▶ **DATA TO PROCESS**
****************

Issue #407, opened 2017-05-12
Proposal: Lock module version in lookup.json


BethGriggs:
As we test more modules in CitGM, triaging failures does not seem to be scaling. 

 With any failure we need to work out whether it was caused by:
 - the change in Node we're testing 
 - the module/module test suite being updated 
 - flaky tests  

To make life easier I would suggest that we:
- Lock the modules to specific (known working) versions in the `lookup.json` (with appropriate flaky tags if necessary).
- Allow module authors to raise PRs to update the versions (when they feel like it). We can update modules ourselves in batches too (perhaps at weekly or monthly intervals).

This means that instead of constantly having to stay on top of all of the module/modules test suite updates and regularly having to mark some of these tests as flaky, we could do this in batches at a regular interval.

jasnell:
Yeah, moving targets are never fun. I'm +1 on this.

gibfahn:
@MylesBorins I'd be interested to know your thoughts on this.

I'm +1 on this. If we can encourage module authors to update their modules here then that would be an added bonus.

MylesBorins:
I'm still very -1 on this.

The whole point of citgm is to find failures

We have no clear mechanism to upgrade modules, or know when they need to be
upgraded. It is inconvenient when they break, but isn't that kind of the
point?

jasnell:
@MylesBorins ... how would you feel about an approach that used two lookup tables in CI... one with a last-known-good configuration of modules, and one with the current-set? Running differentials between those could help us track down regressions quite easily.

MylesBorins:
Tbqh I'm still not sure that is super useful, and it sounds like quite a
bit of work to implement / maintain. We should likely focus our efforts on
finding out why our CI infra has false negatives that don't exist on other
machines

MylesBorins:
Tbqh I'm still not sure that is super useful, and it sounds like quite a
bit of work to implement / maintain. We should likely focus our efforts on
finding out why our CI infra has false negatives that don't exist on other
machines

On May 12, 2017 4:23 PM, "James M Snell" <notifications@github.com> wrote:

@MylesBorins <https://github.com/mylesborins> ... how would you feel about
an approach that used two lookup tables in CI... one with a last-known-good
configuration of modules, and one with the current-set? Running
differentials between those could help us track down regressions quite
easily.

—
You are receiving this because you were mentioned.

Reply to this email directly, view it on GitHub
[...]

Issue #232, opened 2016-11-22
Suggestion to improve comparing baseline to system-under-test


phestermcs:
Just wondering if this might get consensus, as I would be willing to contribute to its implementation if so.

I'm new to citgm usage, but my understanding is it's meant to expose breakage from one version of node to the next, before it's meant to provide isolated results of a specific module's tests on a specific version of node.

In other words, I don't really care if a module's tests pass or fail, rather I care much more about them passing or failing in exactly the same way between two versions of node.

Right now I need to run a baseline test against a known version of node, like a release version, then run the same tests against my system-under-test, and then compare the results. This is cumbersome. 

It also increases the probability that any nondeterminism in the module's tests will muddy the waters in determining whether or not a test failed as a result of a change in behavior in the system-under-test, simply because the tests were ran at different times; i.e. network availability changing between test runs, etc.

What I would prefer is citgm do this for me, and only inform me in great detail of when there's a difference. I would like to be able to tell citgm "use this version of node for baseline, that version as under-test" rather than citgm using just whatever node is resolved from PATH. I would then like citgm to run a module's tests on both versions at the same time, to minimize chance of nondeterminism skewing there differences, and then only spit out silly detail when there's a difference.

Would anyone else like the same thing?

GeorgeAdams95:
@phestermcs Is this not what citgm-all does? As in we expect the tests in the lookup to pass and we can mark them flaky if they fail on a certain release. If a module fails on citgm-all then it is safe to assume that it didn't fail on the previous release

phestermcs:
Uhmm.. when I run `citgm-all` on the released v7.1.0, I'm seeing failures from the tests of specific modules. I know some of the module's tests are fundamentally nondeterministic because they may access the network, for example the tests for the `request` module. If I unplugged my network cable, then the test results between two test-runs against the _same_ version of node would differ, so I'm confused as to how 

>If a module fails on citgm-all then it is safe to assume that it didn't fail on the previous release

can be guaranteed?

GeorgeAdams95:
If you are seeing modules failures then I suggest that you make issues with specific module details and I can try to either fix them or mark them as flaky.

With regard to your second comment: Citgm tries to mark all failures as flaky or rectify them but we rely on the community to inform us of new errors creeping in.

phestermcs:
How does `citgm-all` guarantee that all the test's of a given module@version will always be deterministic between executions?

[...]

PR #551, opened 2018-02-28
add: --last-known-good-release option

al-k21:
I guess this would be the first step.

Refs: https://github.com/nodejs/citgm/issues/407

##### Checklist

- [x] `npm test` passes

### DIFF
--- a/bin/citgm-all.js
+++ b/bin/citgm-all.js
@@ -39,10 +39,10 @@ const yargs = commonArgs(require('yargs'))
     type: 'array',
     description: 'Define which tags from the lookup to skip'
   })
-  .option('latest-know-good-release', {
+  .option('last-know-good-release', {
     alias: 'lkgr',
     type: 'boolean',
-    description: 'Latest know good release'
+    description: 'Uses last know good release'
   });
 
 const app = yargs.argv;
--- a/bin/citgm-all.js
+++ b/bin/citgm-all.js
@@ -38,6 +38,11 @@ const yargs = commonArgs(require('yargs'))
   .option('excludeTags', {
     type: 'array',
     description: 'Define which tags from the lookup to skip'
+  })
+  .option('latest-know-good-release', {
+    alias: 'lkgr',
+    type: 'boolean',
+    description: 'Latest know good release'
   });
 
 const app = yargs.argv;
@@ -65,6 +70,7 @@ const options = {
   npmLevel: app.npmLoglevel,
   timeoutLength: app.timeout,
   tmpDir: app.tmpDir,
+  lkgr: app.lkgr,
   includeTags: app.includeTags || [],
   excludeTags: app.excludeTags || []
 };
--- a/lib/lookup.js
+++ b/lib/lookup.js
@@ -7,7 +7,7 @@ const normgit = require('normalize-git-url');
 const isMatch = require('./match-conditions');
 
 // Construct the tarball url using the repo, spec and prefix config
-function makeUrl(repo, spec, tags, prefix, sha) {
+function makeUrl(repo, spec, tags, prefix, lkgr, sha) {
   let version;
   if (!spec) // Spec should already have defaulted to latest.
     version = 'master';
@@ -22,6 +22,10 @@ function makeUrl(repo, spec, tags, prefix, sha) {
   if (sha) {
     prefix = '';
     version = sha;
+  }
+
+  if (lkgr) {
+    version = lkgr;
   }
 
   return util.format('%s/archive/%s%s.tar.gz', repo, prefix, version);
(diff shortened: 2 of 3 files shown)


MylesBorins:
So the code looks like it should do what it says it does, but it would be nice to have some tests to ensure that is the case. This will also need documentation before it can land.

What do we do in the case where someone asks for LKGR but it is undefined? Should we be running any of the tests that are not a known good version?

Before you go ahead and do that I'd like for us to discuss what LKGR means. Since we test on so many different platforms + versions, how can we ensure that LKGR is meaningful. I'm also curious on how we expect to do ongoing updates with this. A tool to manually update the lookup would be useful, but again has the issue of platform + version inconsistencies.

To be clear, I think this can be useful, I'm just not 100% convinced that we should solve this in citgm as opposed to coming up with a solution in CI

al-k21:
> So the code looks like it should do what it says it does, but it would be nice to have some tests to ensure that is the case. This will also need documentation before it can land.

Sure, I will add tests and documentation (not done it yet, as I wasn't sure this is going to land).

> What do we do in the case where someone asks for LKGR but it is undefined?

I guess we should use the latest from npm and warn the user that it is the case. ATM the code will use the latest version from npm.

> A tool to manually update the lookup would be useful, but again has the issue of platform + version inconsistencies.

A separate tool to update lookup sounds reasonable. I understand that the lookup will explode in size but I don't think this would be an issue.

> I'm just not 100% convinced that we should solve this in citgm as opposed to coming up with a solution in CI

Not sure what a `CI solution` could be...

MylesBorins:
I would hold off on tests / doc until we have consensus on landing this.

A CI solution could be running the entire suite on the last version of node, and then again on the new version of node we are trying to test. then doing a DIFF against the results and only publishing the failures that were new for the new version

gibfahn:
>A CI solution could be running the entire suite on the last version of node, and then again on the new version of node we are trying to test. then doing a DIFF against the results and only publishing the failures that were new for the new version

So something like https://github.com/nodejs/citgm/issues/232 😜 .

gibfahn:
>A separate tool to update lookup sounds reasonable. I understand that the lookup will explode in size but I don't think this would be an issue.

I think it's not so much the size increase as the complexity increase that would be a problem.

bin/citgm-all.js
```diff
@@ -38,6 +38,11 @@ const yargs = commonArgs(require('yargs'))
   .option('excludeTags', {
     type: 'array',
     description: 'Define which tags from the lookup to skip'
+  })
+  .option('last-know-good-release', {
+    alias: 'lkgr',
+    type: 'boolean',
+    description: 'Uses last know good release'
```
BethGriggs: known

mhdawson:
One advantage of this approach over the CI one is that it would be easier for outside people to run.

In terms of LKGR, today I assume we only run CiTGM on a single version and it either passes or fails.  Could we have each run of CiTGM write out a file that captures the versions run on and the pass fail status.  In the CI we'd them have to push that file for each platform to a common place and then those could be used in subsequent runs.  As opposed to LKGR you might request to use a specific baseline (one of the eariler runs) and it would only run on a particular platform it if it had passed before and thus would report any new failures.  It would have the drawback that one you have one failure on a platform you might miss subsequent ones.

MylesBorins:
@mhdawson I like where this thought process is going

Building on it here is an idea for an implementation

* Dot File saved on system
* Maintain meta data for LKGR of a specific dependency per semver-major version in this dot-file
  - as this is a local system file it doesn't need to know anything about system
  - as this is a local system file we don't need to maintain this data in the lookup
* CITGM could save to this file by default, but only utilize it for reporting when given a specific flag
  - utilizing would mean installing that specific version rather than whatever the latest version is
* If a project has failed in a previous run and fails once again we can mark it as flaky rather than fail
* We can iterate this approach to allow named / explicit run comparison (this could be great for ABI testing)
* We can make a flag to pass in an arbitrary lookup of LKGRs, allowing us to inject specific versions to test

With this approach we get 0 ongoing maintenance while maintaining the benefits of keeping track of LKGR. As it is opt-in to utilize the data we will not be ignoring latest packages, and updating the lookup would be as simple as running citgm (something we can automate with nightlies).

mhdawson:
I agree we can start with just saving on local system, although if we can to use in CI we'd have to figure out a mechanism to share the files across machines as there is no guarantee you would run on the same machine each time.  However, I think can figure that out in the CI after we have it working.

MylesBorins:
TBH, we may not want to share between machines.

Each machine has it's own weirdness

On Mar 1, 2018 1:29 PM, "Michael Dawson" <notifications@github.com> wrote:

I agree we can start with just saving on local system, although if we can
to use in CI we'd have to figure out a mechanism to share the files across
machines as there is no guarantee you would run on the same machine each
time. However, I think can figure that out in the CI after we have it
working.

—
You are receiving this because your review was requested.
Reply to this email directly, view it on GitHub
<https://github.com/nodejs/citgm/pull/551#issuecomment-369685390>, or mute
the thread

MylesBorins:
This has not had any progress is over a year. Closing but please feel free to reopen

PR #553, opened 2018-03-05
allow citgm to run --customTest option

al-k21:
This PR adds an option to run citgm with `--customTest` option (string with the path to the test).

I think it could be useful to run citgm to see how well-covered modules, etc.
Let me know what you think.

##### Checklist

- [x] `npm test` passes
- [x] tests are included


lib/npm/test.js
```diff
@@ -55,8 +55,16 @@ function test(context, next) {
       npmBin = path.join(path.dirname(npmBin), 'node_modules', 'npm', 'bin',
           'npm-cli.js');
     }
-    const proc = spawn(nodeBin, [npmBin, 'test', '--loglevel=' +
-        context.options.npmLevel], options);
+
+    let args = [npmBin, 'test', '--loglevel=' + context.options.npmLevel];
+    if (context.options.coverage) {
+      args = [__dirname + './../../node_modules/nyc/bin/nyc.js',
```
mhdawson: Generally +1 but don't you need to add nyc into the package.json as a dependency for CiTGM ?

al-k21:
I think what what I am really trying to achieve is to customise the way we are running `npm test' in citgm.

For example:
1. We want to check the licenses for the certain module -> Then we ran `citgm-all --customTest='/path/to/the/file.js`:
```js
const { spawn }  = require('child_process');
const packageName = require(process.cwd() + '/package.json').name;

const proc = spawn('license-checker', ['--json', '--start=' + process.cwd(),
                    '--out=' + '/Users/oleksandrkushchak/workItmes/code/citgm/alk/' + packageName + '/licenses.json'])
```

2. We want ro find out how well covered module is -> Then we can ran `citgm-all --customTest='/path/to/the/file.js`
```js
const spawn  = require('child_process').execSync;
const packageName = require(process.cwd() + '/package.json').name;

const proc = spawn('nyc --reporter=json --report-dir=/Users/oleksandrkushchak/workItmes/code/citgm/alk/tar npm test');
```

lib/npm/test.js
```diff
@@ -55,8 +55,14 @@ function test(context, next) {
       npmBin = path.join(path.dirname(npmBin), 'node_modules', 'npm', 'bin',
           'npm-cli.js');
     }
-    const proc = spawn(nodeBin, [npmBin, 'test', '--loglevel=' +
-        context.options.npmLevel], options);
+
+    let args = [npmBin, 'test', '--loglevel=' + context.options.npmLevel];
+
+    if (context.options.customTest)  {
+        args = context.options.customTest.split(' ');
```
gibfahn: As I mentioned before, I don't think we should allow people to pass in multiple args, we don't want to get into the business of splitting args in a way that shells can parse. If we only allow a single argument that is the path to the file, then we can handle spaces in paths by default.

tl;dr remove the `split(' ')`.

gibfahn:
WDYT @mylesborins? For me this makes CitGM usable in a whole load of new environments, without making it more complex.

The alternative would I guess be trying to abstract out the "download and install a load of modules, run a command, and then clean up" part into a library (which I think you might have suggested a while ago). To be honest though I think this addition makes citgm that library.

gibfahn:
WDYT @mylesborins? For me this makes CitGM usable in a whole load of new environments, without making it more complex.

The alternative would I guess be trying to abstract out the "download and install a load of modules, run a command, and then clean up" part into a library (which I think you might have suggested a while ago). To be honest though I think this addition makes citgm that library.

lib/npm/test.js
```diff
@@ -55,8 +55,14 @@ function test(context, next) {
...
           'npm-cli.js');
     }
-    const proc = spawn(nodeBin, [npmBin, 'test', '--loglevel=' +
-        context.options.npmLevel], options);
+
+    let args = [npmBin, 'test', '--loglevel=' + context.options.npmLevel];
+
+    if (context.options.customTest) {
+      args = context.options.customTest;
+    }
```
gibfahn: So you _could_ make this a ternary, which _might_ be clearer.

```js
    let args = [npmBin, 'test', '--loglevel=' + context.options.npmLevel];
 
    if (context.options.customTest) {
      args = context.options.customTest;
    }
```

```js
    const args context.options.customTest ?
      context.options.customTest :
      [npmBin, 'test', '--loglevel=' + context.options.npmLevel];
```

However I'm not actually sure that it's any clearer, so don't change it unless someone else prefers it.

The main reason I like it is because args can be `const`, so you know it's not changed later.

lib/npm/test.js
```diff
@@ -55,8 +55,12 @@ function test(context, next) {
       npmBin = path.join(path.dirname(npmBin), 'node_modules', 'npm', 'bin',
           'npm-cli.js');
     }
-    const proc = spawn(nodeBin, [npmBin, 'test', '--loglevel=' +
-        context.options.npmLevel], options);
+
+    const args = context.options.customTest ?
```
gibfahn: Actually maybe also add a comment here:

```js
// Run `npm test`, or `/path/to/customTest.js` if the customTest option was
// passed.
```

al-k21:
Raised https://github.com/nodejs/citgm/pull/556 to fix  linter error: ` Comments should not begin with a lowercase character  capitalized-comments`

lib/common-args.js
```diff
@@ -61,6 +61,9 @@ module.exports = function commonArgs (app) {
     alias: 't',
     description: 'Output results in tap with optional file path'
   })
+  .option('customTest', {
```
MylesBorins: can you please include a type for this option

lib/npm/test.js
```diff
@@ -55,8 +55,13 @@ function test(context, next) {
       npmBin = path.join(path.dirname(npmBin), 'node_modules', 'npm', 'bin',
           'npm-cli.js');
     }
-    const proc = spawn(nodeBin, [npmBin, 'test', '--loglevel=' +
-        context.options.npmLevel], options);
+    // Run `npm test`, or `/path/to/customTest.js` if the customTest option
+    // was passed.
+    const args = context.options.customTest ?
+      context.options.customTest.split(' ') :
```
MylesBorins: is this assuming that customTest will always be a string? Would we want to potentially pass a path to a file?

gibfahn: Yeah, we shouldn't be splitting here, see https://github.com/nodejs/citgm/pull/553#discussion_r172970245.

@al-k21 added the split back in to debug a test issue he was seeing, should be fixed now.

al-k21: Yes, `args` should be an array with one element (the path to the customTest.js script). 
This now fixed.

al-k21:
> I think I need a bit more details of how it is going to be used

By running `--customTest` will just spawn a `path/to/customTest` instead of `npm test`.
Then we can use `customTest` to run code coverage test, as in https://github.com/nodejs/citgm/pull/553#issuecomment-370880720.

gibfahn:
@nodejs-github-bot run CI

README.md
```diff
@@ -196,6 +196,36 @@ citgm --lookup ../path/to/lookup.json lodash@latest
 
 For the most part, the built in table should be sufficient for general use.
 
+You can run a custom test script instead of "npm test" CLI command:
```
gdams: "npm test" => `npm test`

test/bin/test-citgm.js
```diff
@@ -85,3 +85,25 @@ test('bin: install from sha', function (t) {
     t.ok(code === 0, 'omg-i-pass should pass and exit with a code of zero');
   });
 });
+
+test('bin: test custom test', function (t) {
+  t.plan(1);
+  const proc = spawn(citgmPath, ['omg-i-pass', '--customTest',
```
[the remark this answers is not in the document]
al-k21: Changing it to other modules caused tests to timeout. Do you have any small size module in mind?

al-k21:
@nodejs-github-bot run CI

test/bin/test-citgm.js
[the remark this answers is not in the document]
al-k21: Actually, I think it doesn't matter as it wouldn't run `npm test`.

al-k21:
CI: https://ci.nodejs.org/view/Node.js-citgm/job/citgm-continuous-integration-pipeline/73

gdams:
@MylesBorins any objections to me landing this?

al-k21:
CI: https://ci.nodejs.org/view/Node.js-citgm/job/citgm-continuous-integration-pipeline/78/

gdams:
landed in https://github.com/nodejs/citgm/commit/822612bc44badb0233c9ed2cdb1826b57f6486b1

****************

Output the records above exactly, from their first line through the line that contains "On May 12, 2017", and add nothing.

Issue #407, opened 2017-05-12
Proposal: Lock module version in lookup.json


BethGriggs:
As we test more modules in CitGM, triaging failures does not seem to be scaling. 

 With any failure we need to work out whether it was caused by:
 - the change in Node we're testing 
 - the module/module test suite being updated 
 - flaky tests  

To make life easier I would suggest that we:
- Lock the modules to specific (known working) versions in the `lookup.json` (with appropriate flaky tags if necessary).
- Allow module authors to raise PRs to update the versions (when they feel like it). We can update modules ourselves in batches too (perhaps at weekly or monthly intervals).

This means that instead of constantly having to stay on top of all of the module/modules test suite updates and regularly having to mark some of these tests as flaky, we could do this in batches at a regular interval.

jasnell:
Yeah, moving targets are never fun. I'm +1 on this.

gibfahn:
@MylesBorins I'd be interested to know your thoughts on this.

I'm +1 on this. If we can encourage module authors to update their modules here then that would be an added bonus.

MylesBorins:
I'm still very -1 on this.

The whole point of citgm is to find failures

We have no clear mechanism to upgrade modules, or know when they need to be
upgraded. It is inconvenient when they break, but isn't that kind of the
point?

jasnell:
@MylesBorins ... how would you feel about an approach that used two lookup tables in CI... one with a last-known-good configuration of modules, and one with the current-set? Running differentials between those could help us track down regressions quite easily.

MylesBorins:
Tbqh I'm still not sure that is super useful, and it sounds like quite a
bit of work to implement / maintain. We should likely focus our efforts on
finding out why our CI infra has false negatives that don't exist on other
machines

MylesBorins:
Tbqh I'm still not sure that is super useful, and it sounds like quite a
bit of work to implement / maintain. We should likely focus our efforts on
finding out why our CI infra has false negatives that don't exist on other
machines

On May 12, 2017 4:23 PM, "James M Snell" <notifications@github.com> wrote:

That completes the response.